TASK DATA ->

---------------

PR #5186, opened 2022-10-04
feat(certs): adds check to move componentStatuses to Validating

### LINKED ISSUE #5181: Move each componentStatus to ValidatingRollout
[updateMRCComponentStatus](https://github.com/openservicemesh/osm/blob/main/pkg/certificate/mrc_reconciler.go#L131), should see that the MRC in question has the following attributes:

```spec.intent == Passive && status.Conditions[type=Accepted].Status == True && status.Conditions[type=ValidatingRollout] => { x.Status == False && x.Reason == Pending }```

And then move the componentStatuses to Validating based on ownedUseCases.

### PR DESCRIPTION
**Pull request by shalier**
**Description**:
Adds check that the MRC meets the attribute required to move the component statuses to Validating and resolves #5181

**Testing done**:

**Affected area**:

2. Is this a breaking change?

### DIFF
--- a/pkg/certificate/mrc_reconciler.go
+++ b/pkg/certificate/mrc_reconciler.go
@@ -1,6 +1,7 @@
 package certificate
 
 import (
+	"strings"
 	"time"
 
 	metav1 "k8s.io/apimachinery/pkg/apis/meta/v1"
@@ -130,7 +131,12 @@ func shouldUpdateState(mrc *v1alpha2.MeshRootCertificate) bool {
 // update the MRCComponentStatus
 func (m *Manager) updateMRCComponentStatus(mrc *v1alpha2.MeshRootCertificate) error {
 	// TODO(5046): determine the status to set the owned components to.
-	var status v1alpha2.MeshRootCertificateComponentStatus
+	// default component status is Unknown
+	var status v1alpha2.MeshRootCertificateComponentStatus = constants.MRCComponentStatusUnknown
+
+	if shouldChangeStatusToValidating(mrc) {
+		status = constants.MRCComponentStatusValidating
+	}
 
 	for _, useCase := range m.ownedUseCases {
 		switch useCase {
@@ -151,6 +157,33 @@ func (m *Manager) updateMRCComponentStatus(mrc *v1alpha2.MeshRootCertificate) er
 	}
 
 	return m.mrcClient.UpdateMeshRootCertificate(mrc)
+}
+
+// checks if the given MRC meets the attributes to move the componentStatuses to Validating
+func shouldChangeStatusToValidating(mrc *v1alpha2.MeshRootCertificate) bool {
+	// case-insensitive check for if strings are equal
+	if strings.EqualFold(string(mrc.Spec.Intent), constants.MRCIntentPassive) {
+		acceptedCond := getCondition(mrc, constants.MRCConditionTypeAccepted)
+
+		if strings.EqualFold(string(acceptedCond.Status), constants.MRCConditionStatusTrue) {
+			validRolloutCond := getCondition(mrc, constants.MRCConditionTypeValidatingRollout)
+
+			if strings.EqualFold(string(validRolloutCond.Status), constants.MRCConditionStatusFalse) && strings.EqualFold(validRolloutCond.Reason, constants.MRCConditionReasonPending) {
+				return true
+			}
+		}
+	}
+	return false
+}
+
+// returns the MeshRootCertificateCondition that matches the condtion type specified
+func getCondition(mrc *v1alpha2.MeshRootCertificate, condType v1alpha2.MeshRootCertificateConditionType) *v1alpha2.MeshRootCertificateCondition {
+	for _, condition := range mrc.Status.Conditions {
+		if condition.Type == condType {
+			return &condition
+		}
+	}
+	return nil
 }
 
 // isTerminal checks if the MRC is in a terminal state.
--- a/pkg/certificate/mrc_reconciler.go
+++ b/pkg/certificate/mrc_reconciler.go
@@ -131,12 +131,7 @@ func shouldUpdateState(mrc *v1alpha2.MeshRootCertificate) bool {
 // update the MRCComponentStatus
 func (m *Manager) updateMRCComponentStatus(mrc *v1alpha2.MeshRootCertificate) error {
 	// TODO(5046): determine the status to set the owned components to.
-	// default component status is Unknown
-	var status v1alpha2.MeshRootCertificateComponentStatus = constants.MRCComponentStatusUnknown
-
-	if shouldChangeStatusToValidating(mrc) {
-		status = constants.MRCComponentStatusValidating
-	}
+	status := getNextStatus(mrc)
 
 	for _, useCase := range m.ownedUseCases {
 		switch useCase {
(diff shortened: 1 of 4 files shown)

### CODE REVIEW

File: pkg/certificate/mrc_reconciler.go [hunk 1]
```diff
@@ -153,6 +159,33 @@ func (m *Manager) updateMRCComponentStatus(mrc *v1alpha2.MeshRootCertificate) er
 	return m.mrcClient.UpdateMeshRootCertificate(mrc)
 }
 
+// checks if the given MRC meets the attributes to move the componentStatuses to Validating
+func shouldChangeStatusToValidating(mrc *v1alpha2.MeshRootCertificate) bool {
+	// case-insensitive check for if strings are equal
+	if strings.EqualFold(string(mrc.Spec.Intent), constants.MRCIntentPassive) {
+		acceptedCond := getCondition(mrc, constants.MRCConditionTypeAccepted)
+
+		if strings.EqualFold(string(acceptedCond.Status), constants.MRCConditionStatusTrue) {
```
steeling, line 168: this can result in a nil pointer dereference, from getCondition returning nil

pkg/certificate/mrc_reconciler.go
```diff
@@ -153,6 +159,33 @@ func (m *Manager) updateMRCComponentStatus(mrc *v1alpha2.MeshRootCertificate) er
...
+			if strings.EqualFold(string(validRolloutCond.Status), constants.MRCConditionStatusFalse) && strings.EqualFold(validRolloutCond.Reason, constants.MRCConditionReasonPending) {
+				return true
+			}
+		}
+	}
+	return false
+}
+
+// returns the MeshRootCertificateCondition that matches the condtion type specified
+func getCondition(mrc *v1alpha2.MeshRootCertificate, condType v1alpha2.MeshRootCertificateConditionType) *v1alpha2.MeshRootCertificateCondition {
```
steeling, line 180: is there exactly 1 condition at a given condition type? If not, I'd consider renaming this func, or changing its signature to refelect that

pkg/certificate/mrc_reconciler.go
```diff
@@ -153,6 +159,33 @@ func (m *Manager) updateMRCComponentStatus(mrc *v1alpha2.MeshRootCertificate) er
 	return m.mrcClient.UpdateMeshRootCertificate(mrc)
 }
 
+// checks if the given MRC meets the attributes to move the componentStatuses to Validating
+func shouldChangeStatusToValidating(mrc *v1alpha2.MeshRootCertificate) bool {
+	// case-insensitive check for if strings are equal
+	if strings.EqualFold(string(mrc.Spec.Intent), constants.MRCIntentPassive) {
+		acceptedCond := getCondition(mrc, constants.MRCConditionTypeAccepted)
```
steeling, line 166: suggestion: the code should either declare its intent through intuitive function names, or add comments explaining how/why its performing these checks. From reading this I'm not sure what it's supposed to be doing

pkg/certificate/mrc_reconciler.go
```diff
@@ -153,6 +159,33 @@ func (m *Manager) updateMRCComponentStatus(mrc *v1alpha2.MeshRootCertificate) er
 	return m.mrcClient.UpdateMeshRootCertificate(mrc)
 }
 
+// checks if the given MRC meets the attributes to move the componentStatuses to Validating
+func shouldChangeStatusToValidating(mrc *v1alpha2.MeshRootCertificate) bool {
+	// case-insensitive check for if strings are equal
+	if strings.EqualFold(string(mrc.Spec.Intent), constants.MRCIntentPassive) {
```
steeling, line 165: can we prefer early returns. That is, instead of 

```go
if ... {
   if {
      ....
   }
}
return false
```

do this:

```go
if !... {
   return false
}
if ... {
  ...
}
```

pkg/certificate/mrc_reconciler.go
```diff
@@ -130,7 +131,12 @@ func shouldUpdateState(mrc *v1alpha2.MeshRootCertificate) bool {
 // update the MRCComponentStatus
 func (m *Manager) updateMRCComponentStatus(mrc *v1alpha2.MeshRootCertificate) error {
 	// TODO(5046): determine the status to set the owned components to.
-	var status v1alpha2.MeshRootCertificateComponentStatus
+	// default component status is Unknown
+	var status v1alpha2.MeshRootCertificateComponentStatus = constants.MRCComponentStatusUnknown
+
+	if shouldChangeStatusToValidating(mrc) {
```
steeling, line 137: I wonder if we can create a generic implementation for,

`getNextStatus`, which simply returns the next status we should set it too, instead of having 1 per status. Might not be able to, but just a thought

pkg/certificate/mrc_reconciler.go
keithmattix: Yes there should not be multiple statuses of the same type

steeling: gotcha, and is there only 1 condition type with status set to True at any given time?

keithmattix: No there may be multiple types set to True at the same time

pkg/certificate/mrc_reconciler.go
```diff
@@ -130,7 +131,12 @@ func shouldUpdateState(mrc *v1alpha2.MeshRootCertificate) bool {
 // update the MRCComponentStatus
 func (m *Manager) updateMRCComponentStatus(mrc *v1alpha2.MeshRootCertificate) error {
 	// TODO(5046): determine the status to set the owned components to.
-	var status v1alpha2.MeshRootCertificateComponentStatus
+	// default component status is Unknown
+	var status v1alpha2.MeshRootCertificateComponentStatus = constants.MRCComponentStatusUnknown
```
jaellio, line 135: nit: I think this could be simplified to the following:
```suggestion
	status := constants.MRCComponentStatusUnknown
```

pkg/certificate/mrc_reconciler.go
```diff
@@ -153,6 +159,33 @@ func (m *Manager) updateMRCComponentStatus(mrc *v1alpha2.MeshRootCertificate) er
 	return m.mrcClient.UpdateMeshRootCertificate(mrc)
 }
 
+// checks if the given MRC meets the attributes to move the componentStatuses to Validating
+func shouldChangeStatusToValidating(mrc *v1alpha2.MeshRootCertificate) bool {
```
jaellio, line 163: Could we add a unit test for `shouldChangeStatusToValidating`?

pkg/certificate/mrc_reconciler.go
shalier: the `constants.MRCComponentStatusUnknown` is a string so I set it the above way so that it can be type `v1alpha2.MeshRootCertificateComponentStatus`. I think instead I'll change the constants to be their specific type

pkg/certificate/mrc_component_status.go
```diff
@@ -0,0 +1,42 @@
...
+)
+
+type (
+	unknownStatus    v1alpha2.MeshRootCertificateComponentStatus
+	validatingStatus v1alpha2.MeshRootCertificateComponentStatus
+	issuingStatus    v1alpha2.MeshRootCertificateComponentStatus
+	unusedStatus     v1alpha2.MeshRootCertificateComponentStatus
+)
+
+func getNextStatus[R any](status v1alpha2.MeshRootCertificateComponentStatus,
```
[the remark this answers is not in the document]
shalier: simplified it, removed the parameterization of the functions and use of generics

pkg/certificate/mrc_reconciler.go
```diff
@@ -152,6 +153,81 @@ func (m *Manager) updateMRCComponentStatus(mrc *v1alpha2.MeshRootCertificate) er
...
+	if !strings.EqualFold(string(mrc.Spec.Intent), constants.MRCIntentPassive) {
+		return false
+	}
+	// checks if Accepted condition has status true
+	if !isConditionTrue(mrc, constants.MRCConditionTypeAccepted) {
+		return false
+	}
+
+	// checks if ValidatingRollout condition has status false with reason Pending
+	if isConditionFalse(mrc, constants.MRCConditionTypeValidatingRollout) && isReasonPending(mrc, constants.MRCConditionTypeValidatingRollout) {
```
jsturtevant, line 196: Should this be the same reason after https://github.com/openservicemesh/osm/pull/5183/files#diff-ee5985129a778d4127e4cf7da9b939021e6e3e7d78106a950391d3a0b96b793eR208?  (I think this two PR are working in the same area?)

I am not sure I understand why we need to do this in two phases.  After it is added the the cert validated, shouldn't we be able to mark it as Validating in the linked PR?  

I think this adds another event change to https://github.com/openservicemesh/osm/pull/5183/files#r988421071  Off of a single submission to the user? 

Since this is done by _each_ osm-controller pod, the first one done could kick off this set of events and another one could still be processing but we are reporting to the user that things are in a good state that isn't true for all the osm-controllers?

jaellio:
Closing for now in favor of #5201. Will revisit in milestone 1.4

---------------

TASK DIRECTIONS ->
Using the listing above, show each line holding the string "getNextStatus".

EXPECTED OUTPUT ->
+	status := getNextStatus(mrc)
`getNextStatus`, which simply returns the next status we should set it too, instead of having 1 per status. Might not be able to, but just a thought
+func getNextStatus[R any](status v1alpha2.MeshRootCertificateComponentStatus,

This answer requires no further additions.